Minimal Workflow
================


Here's what you need to do to get going.


First, import the module::

    import hippynn


Next, let's put ourselves in a directory for our first experiment::

    netname = "my_first_hippynn_model"
    dirname = netname
    if not os.path.exists(dirname):
        os.mkdir(dirname)
    os.chdir(dirname)


Now, let's create some nodes. We start with input nodes for the species and positions::

    from hippynn.graphs import inputs, networks, targets, physics, loss

    species = inputs.SpeciesNode(db_name="Z")
    positions = inputs.PositionsNode(db_name="R")

The ``db_name`` is a key which will be used to find the corresponding information in the database we train or predict on.s

From here, we want to build a neural network.
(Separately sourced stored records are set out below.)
PR #115, opened 2020-03-15
Add statistic name and unit interfaces

prajakta-gokhale:
Changes to `topic_statistics_collector` interface. Needed for https://github.com/ros-tooling/system_metrics_collector/pull/112.

### DIFF
--- a/system_metrics_collector/src/system_metrics_collector/collector.hpp
+++ b/system_metrics_collector/src/system_metrics_collector/collector.hpp
@@ -18,6 +18,7 @@
 #include <mutex>
 #include <string>
 
+#include "metric_details_interface.hpp"
 #include "moving_average_statistics/moving_average.hpp"
 #include "moving_average_statistics/types.hpp"
 
@@ -29,7 +30,7 @@ namespace system_metrics_collector
 /**
  * Simple class in order to collect observed data and generate statistics for the given observations.
  */
-class Collector
+class Collector : virtual public MetricDetailsInterface
 {
 public:
   Collector() = default;
@@ -90,6 +91,20 @@ public:
    * @return true if stopped, false if an error occurred
    */
   virtual bool Stop();
+
+  /**
+   * Return the name of the metric collected.
+   *
+   * @return string reporesenting name of the collected metric
+   */
+  std::string GetMetricName() const override = 0;
+
+  /**
+   * Return the measurement unit of the metric collected.
+   *
+   * @return string representing unit of the metric collected
+   */
+  std::string GetMetricUnit() const override = 0;
 
 private:
   /**
--- a/system_metrics_collector/src/system_metrics_collector/collector.hpp
+++ b/system_metrics_collector/src/system_metrics_collector/collector.hpp
@@ -30,7 +30,7 @@ namespace system_metrics_collector
 /**
  * Simple class in order to collect observed data and generate statistics for the given observations.
  */
-class Collector : virtual public MetricDetailsInterface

HIPNN has several hyperparameters that should be defined.

These include

* The Z-values of the possible species this network can process.
    (Note, `0` should be included, but entries with a Z value of 0 are treated as "blank atoms")s
* The width of the network, ``n_features``
* The number of sensitivities functions ``n_sensitivities``
* The distance parameters for the start of the sensitivity peaks, the end, and the hard cutoff function.
* The number of interaction blocks
* The number of atom layers in each interaction block

We'll put them in a dictionary::

    network_params = {
        "possible_species": [0,1,6,7,8,16],
        'n_features': 20,
        "n_sensitivities": 20,
        "dist_soft_min": 0.85,
        "dist_soft_max": 5.,
        "dist_hard_max": 7.,
        "n_interaction_layers": 2,
        "n_atom_layers": 3,
    }

We then create a node for our network. The node takes the species and positions, and calculates features.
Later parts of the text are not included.